Bea kept Delilah all those years because she couldn’t bring herself

to kill her. Delilah knew too much. Bea couldn’t let her go home to

snitch. She had only two choices: kill or hide her. She chose the

least bad option.

Nothing will bring Meredith back to life, but perhaps restoring her

reputation is the best that we can do. Leo has spent his life feeling

neglected by her. Now he knows that his mother loved him fiercely.

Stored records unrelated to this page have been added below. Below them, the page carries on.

PR #3711, opened 2023-02-06
[PIPE-273] Updates Postgres File to C Linkage with Table

collinwr:
**Description:**
This PR adds a new table `c_to_d_linkage_updates` that contains only two fields `fianancial_accounts_by_awards_id` and `award_id`. This table is written to at the end of the `update_file_c_linkages_in_delta` command. It contains all updates necessary to the table. 

The `update_file_c_linkages` command has also been updated to use this table to determine which File C records need to be updated by default (instead of manually calculating them with the existing SQL files). A flag was added to the command to allow the old process to be used `--recalculate-linkages`

    - [ ] Backend
8. [ ] Jira Ticket [PIPE-273](https://federal-spending-transparency.atlassian.net/browse/PIPE-273):

```
```


usaspending_api/awards/delta_models/financial_accounts_by_awards.py
```diff
@@ -80,7 +80,7 @@
             UPPER(faba.fain) AS fain,
             UPPER(faba.uri) AS uri
         FROM
-            int.financial_accounts_by_awards AS faba
+            raw.financial_accounts_by_awards AS faba
```
collinwr, line 83: Had to change these back to `raw` because the `int` schema already has all the changes (and shows no records pending updates) by the time we write the final temp view to Postgres

collinwr:
> LGTM. Do you know if this still properly manages both the C->D but also the D->C relationships too?
@dpb-bah The process introduced in this command is an alternative to an existing process that only links File C->D. The only updates that it makes to File D are touching award records that were linked to or unlinked from.
In the new approach, there is no need to update awards because they were already updated in Delta before being copied to Postgres.

dpb-bah (approved):
LGTM

usaspending_api/etl/management/commands/update_file_c_linkages.py
```diff
@@ -9,28 +9,75 @@
...
+    UPDATE_LINKAGES_SQL = """
+    UPDATE
+        public.financial_accounts_by_awards AS faba
+    SET
+        award_id = updates.award_id
+    FROM
+        public.c_to_d_linkage_updates AS updates
+    WHERE
+        faba.financial_accounts_by_awards_id = updates.financial_accounts_by_awards_id;
+    """
```
kwhickey, line 29: I think it would be good here to only update the FABA records that need updating, so add an `AND faba.award_id IS DISTINCT FROM updates.award_id` would be helpful for performance. 

I still need to review further though if this sis necessary, or if the updates table only holds the changes in linkages from the last run.

usaspending_api/etl/management/commands/update_file_c_linkages_in_delta.py
```diff
@@ -150,6 +160,15 @@ def handle(self, *args, **options):
         unlinked_count = self.get_unlinked_count("int")
         logger.info(f"Count of unlinked records after updates: {unlinked_count:,}")
 
+        # Write view back to Postgres for linkages
+        c_to_d_linkage_updates_df = self.spark.sql("SELECT * FROM union_all_priority;")
+        c_to_d_linkage_updates_df.write.jdbc(
+            url=get_usas_jdbc_url(),
+            table="public.c_to_d_linkage_updates",
```
kwhickey, line 167: Since it's only good for 1 day at a time (i.e. updates since last pipeline run) maybe the `temp.` schema is a better choice here.

kwhickey (approved):
Left a few comments for possible improvement, but not holding up approval. I think the first comment is moot as it appears the table only collects the FABA records that need to be updated based on the state of the data for that pipeline run only.

usaspending_api/etl/management/commands/update_file_c_linkages_in_delta.py
collinwr: I was thinking about that too. I ultimately decided to leave it in `public` because the other tables in the `temp` schema are temporary themselves (swapped, dropped, and recreated), whereas only the data itself is temporary in this table. 
I can definitely see the argument though for the `temp` schema though.

usaspending_api/etl/management/commands/update_file_c_linkages.py
collinwr: I was thinking about something like this, but the table does indeed only hold updates. Shouldn't be any need to add this extra check

PR #3715, opened 2023-02-15
[DEV-9504] Add infrastructure spending amounts to awards ES index

aguest-kc:
**Description:**
Added three new infrastructure spending fields to the Award Search Delta model, the Award Search Postgres model, and the ElasticSearch template. Updated the SQL used to populate the three new Delta table columns.

**Technical details:**
Added `total_iija_outlays`, `total_iija_obligations`, and `iija_spending_by_defc` fields to the Award Search Delta model. Updated the `award_search_load_sql_string` to include a new JOIN to populate the three new infrastructure fields. The new JOIN clause uses the new `infrastructure` DEFC group value. Updated the Award Search Postgres model to include the three new infrastructure spending columns. Added the new fields to the es_award_template.json and award_delta_view.sql files to populate these new values in ElasticSearch.

    - [ ] Backend
3. [ ] Data validation completed
4. [ ] Jira Ticket [DEV-9504](https://federal-spending-transparency.atlassian.net/browse/DEV-9504):


usaspending_api/search/delta_models/award_search.py
```diff
@@ -474,7 +482,64 @@
...
+          GROUPED_BY_DEFC.def_code,
+          'outlay',
+          GROUPED_BY_DEFC.outlay,
+          'obligation',
+          GROUPED_BY_DEFC.obligation
+        )
+      )
+    ) AS iija_spending_by_defc,
+    sum(GROUPED_BY_DEFC.outlay) AS total_iija_outlay,
+    sum(GROUPED_BY_DEFC.obligation) AS total_iija_obligation
```
dpb-bah, line 503: Could these be indented following the other `JOIN`s?

dpb-bah (changes requested):

usaspending_api/search/delta_models/award_search.py
```diff
@@ -474,7 +482,64 @@
         GROUPED_BY_DEFC.award_id IS NOT NULL
     GROUP BY
         GROUPED_BY_DEFC.award_id
-) DEFC on DEFC.award_id = awards.id
+) COVID_DEFC on COVID_DEFC.award_id = awards.id
+-- Infrastructure Investment and Jobs Act (IIJA) spending
```
kwhickey, line 486: Everything looks really good. But I have lots to suggest here. Rather than following suit of the SQL pattern, there is probably an opportunity that needs to be explored on whether we can create e.g. a CTE that is built _ONCE_ that aggregates costs by `defc.code` or by `defc.code, defc.group_name`. Then the aggregations across ALL records only needs to be done once, and you could (maybe?) pick out which group of agg'd values you're interested in by joining/querying the CTE.

Doing in this way will work, but you're paying the cost of looking at and aggregating these records twice, or nearly twice (maybe some efficiencies by limiting the aggregated rows by group -- which you can still do, but it would be limited to all groups you want to agg (currently 2), not just 1 group).

image

Also, thank goodness for Spark. Something like this added to a Postgres materialized view SQL might have added hours to its runtime. You should still run this up in Databricks to get a sense of how much time it adds before/after.

kwhickey (changes requested):
Suggest trying to create a CTE to do the by-disaster-group grouping only once if possible.

usaspending_api/search/delta_models/award_search.py
kwhickey: If this becomes impossible to create a generic grouping a CTE because of too many factors (group_name, date filtering, etc.) maybe just leave it as you have it.

usaspending_api/etl/es_award_template.json
```diff
@@ -1,584 +1,611 @@
...
-        "total_covid_outlay": {
-          "type": "scaled_float",
-          "scaling_factor": 100
-        },
-        "recipient_uei": {
-          "type": "text",
-          "fields": {
-            "keyword": {
-              "type": "keyword"
+    "settings": {
```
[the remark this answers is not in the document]
aguest-kc: Looks like VS Code formats JSON files with 4 spaces and this file was previously indented with 2 spaces per level. I've changed it back to help reduce the diff size.

usaspending_api/search/migrations/0029_add_iija_spending_fields.py
```diff
@@ -0,0 +1,28 @@
+# Generated by Django 3.2.18 on 2023-03-02 21:06
+
+from django.db import migrations, models
+
+
+class Migration(migrations.Migration):
+
+    dependencies = [
+        ('search', '0028_transaction_search_agency_indexes'),
```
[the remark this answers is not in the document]
aguest-kc: Changed the migration file's name and it's dependencies after merging in the QAT branch.

usaspending_api/etl/es_award_template.json
```diff
@@ -562,6 +562,30 @@
         "total_covid_outlay": {
           "type": "scaled_float",
           "scaling_factor": 100
+        },
+		"iija_spending_by_defc": {
```
dpb-bah, line 566: Could you fix this indent too?

dpb-bah (changes requested):

usaspending_api/etl/es_award_template.json
aguest-kc: The indentation of the iija fields should match the indentation of the covid fields now.

usaspending_api/search/delta_models/award_search.py
aguest-kc: After some testing, converting this to use a CTE instead of the LEFT OUTER JOINs doesn't have much of an affect on performance. Either version of the INSERT SQL will complete in 27 to 25 minutes.

dpb-bah (approved):

kwhickey (approved):
Approving as is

With Bea’s confession, Shelby Tebow’s husband, Jason, gets

released from prison after erroneously serving eleven years. He

goes home to nothing. His wife is dead, and the child he once

believed they shared now lives with her real father. It’s tragic. The

consequences of what Bea did are overwhelming. She didn’t just

hurt one person. She hurt so many. She ravaged so many lives. It

deeply disturbs me, not only because I feel guilty by association, but

because the woman I loved, the one I thought I knew, the one I

made a life with, has turned out to be selfish and cruel. Bea is a

kidnapper. She is a murderer. She hid Delilah under my nose for

eleven years; she let Josh and Leo search for her in vain; she let an

innocent man rot in jail for over a decade of his life.

I cry myself to sleep every night. I don’t cry for me. I cry for all the

lives Bea shattered.

Only once do I take her call from prison. “What were you planning

to do, keep Delilah there for the rest of her life?” I ask, still finding it

unfeasible that Bea kept a human being in there for eleven years. If

she hadn’t been caught, would Delilah still be there eleven years

from now?

Did Delilah ever try and escape? Did she scream? It wouldn’t have

mattered if she did; the garage is soundproof. I wouldn’t have heard.

“I didn’t have another choice. If I let her go, she would have told,”

she says, and I’m sorry I asked because knowing this makes it feel

worse. Bea takes a deep breath and says, “I didn’t mean for any of it

to happen. I fucked up, Kate. I panicked. It was one colossal mistake

that spiraled out of control. I never set out to hurt anyone.”

“But you did,” I say. “You hurt everyone.”